§ Directions
For the entries below, repeat exactly each line starting with the one that contains "if *Definition is dropped." and going on through the one that contains "term makes sense", and no others.

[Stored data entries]
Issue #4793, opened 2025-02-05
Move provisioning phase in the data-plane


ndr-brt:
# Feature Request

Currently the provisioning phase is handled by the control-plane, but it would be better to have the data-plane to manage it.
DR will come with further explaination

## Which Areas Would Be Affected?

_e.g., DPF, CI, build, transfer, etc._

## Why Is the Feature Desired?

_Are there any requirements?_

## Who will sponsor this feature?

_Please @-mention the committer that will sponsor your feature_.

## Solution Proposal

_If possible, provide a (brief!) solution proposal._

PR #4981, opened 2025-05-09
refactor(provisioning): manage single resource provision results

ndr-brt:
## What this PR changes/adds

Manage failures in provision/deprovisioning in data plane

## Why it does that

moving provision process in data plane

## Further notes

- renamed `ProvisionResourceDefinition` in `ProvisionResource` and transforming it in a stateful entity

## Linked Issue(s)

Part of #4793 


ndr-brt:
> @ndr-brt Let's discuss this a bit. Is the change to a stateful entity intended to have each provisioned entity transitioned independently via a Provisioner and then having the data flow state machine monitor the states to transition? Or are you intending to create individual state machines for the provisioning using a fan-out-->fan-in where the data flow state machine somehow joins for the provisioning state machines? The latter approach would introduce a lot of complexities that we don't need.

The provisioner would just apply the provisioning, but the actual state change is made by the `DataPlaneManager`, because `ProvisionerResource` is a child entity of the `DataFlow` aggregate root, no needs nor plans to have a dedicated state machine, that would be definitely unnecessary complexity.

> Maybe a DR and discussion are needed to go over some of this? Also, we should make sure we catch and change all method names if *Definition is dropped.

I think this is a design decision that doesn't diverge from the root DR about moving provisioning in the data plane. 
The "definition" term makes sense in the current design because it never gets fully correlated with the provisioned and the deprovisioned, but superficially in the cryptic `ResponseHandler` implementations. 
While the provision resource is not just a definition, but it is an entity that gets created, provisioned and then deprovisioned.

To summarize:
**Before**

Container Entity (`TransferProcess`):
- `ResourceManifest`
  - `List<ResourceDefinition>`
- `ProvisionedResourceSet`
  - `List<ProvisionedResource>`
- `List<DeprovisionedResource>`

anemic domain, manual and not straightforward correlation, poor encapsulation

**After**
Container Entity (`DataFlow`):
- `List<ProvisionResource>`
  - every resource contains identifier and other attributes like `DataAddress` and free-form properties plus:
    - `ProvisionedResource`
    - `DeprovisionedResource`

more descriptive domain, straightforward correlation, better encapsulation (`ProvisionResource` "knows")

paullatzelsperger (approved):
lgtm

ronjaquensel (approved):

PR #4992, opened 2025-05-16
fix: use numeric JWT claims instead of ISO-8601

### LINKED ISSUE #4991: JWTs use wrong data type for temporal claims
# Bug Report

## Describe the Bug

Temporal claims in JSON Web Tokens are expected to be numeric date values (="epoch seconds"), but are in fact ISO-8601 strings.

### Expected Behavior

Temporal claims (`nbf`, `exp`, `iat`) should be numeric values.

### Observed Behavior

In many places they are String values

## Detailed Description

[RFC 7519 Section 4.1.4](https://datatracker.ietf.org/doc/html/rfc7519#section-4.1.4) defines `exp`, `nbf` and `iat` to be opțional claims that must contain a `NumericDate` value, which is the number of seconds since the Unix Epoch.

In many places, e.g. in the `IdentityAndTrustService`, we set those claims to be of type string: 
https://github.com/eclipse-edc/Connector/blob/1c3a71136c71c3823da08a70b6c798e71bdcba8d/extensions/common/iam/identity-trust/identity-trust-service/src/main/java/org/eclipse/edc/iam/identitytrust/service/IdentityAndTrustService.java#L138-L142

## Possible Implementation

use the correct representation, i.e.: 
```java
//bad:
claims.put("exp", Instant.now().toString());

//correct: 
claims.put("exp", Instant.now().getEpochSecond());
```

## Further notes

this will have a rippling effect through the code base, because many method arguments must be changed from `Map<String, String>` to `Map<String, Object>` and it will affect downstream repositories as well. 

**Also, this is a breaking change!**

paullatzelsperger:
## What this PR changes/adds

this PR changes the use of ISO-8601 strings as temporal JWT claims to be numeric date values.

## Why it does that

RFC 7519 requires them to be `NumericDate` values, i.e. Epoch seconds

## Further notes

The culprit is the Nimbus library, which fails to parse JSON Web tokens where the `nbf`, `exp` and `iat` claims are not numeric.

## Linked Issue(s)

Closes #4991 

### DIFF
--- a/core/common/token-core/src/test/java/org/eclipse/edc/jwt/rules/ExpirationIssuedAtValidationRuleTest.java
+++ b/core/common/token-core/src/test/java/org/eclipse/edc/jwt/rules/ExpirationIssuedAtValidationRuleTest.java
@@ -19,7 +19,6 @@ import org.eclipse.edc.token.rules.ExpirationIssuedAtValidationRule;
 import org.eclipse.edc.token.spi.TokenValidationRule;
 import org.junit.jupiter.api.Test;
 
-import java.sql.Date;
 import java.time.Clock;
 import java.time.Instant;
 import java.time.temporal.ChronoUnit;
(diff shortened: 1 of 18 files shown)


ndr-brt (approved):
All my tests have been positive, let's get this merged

* * *

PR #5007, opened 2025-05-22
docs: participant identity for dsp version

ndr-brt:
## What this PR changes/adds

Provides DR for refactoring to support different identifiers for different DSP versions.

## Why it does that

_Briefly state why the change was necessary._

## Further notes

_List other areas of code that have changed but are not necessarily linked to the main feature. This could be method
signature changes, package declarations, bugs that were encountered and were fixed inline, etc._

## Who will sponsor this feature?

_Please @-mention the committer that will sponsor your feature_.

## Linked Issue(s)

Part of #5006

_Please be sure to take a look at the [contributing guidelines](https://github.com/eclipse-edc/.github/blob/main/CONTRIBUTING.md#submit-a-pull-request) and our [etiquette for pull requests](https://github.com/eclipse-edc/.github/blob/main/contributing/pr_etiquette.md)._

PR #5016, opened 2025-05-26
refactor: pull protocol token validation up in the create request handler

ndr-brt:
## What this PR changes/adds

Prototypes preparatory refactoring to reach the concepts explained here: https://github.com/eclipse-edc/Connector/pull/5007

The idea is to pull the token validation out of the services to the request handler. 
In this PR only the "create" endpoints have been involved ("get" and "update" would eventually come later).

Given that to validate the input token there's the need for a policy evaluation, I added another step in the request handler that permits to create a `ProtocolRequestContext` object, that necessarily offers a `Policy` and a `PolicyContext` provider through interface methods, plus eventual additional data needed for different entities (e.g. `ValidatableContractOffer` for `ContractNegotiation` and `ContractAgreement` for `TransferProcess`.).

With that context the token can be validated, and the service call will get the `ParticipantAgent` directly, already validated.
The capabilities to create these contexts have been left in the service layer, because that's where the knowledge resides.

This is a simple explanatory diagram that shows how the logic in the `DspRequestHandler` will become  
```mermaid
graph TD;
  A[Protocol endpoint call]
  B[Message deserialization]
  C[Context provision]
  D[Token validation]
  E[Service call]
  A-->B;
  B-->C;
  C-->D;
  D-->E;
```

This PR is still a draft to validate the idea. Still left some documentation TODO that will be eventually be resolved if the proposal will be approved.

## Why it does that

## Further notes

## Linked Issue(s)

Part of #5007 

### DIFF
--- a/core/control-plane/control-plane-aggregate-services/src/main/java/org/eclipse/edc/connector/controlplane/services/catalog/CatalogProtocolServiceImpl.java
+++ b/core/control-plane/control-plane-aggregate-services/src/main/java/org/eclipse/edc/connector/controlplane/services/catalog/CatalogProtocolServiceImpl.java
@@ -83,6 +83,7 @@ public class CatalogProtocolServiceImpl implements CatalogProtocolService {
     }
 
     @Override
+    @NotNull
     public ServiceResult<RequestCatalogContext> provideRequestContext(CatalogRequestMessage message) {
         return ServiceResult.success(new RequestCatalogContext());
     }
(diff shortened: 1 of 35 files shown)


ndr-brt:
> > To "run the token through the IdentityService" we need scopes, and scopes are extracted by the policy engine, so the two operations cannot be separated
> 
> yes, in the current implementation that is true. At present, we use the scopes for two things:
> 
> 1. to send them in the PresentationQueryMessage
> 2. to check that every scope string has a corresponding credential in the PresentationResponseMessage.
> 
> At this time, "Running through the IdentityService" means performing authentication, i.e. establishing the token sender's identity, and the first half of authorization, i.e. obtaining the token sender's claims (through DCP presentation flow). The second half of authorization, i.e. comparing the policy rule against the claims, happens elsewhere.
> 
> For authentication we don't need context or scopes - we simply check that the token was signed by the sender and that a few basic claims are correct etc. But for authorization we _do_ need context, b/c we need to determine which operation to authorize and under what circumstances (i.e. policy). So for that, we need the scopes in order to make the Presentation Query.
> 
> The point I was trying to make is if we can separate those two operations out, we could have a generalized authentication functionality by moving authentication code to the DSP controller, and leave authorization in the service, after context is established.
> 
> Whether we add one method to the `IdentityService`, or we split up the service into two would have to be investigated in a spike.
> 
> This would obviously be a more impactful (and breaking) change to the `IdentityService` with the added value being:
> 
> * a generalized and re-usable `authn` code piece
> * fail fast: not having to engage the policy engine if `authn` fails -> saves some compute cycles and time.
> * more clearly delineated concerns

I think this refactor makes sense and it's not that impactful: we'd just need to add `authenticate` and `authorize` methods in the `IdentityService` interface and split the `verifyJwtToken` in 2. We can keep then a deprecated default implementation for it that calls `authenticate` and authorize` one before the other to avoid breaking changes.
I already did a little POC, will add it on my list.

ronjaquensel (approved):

§ Exercise solution
> Maybe a DR and discussion are needed to go over some of this? Also, we should make sure we catch and change all method names if *Definition is dropped.

I think this is a design decision that doesn't diverge from the root DR about moving provisioning in the data plane. 
The "definition" term makes sense in the current design because it never gets fully correlated with the provisioned and the deprovisioned, but superficially in the cryptic `ResponseHandler` implementations. 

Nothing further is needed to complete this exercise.